_How to complete this task_
Collect from the data below each line with "accessing".

Saved entries
▶

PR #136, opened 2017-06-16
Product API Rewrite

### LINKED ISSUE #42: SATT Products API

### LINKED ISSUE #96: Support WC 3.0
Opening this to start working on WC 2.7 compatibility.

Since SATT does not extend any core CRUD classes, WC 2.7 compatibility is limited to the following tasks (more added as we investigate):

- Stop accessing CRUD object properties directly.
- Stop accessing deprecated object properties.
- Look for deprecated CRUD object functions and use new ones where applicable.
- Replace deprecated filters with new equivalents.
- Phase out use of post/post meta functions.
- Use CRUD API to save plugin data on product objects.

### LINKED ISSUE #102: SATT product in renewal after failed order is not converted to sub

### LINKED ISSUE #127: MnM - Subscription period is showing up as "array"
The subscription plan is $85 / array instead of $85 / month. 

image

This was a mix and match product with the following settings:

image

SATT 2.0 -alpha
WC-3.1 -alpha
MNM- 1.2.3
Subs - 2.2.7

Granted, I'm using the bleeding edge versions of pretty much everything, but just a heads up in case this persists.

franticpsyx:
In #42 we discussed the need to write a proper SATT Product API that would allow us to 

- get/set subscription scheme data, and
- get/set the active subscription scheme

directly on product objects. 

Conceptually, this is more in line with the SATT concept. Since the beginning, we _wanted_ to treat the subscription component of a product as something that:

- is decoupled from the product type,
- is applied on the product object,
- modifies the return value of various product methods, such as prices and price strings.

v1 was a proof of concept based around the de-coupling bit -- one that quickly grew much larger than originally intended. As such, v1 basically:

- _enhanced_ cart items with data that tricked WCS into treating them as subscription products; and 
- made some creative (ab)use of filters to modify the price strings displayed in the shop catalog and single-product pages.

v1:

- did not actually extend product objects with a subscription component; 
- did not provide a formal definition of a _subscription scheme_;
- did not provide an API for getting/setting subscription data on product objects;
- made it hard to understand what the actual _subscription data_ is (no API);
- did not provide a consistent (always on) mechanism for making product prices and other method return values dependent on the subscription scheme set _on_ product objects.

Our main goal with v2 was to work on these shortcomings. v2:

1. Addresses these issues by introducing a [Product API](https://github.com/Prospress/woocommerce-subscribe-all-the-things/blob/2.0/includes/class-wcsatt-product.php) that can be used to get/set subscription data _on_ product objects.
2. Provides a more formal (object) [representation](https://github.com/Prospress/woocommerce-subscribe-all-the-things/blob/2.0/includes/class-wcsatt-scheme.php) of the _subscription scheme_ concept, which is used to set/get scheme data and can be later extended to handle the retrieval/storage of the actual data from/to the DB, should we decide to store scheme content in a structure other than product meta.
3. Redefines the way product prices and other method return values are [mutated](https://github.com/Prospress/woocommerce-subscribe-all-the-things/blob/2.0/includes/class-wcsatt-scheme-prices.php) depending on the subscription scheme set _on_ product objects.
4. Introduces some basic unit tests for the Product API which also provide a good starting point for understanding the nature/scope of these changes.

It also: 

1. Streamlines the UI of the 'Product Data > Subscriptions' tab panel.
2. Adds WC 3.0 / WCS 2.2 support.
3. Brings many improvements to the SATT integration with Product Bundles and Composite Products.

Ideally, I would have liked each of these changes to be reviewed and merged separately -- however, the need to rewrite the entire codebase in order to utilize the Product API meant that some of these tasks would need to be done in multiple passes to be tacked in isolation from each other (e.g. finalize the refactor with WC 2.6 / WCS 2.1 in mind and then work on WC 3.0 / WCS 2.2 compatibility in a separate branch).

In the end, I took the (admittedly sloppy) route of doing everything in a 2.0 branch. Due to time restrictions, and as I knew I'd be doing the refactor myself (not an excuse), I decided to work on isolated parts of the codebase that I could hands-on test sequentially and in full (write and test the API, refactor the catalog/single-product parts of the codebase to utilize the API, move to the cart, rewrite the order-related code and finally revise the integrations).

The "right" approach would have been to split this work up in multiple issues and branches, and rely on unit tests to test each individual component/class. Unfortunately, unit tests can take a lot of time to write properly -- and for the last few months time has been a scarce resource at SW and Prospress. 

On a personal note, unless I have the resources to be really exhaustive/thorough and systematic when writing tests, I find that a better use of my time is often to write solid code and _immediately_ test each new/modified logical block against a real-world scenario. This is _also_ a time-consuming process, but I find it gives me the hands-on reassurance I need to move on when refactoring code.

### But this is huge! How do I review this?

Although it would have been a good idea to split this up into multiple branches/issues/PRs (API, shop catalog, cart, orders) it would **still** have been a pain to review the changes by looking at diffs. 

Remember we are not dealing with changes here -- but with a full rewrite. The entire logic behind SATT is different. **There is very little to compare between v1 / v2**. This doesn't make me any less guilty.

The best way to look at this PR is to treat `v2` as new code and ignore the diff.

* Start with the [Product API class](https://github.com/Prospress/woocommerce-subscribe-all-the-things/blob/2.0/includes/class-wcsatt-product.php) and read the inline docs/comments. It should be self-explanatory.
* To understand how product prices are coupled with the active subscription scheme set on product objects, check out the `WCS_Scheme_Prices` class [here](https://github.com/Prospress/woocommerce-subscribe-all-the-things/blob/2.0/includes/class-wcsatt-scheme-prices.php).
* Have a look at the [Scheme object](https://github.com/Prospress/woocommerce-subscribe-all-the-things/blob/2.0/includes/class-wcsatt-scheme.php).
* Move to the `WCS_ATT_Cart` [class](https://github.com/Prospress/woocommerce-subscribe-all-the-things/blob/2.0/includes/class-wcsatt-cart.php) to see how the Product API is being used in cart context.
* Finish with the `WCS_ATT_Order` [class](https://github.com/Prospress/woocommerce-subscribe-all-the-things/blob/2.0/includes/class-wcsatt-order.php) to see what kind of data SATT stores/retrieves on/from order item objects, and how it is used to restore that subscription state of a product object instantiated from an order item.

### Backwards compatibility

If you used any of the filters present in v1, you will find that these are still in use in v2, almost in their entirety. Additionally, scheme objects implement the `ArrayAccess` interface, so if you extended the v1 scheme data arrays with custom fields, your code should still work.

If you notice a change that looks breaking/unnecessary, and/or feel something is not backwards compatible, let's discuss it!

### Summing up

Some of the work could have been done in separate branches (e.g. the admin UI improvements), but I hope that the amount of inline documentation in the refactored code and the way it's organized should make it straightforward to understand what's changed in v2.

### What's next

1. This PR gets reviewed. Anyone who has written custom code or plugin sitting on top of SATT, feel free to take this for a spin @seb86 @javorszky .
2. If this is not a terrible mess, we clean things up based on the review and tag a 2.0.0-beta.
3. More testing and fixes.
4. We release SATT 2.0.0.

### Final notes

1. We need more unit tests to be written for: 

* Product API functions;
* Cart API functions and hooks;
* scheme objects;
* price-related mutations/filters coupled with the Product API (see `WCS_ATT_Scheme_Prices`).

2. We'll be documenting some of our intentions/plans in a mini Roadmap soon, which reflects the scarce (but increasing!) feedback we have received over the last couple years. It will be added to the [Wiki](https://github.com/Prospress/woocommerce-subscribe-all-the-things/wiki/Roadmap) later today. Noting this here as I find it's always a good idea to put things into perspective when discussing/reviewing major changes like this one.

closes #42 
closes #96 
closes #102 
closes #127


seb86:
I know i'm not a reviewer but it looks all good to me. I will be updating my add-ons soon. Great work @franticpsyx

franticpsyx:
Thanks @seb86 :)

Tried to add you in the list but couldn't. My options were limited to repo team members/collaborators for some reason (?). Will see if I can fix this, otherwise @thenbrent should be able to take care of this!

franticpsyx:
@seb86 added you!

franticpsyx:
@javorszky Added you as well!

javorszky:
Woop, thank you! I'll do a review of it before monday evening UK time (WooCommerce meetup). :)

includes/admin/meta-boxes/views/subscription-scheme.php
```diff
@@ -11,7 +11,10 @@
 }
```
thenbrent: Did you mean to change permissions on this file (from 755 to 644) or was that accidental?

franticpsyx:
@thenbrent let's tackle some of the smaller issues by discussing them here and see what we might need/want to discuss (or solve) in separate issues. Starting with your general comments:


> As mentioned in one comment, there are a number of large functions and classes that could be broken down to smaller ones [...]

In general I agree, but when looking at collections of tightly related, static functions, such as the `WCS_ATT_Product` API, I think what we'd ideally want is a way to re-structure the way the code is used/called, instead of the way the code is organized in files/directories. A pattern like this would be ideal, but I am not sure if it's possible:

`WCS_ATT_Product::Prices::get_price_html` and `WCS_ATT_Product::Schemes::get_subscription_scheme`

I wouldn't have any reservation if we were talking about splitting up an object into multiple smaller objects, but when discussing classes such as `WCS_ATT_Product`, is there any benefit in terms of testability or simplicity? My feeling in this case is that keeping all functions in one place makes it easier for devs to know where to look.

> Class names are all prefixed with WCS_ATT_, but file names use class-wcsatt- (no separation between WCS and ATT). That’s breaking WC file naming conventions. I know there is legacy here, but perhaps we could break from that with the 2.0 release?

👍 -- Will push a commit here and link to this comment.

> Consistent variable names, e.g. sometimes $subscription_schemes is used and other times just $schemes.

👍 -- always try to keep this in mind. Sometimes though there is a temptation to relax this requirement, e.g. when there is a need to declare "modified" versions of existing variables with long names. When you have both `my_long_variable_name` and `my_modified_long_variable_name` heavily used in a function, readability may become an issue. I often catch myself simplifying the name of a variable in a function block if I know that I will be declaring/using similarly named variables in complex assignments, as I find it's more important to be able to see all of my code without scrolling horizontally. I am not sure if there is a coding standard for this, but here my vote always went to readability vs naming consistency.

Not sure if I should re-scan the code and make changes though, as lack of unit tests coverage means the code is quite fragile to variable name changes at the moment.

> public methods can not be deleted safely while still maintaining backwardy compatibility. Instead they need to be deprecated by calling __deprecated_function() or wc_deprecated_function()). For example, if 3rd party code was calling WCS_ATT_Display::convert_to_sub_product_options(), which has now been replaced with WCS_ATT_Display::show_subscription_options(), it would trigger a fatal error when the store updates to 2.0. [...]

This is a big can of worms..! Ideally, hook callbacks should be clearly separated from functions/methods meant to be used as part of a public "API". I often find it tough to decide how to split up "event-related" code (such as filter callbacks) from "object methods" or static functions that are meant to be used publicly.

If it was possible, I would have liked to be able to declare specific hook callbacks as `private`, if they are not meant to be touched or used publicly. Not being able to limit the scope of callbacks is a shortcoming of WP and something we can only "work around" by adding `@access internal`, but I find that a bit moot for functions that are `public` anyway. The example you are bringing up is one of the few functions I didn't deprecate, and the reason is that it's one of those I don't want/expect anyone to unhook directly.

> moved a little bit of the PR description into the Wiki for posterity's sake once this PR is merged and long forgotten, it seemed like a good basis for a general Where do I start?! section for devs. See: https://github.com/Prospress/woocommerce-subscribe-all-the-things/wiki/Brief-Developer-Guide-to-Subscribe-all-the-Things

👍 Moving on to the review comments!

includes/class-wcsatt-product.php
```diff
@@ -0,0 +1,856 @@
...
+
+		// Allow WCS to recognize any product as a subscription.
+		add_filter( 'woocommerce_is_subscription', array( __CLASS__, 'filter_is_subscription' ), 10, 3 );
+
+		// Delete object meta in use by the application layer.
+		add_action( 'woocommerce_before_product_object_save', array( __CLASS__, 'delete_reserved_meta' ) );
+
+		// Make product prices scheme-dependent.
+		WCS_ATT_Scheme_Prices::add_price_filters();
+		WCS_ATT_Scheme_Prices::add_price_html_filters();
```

◀

_Exercise result_
- Stop accessing CRUD object properties directly.
- Stop accessing deprecated object properties.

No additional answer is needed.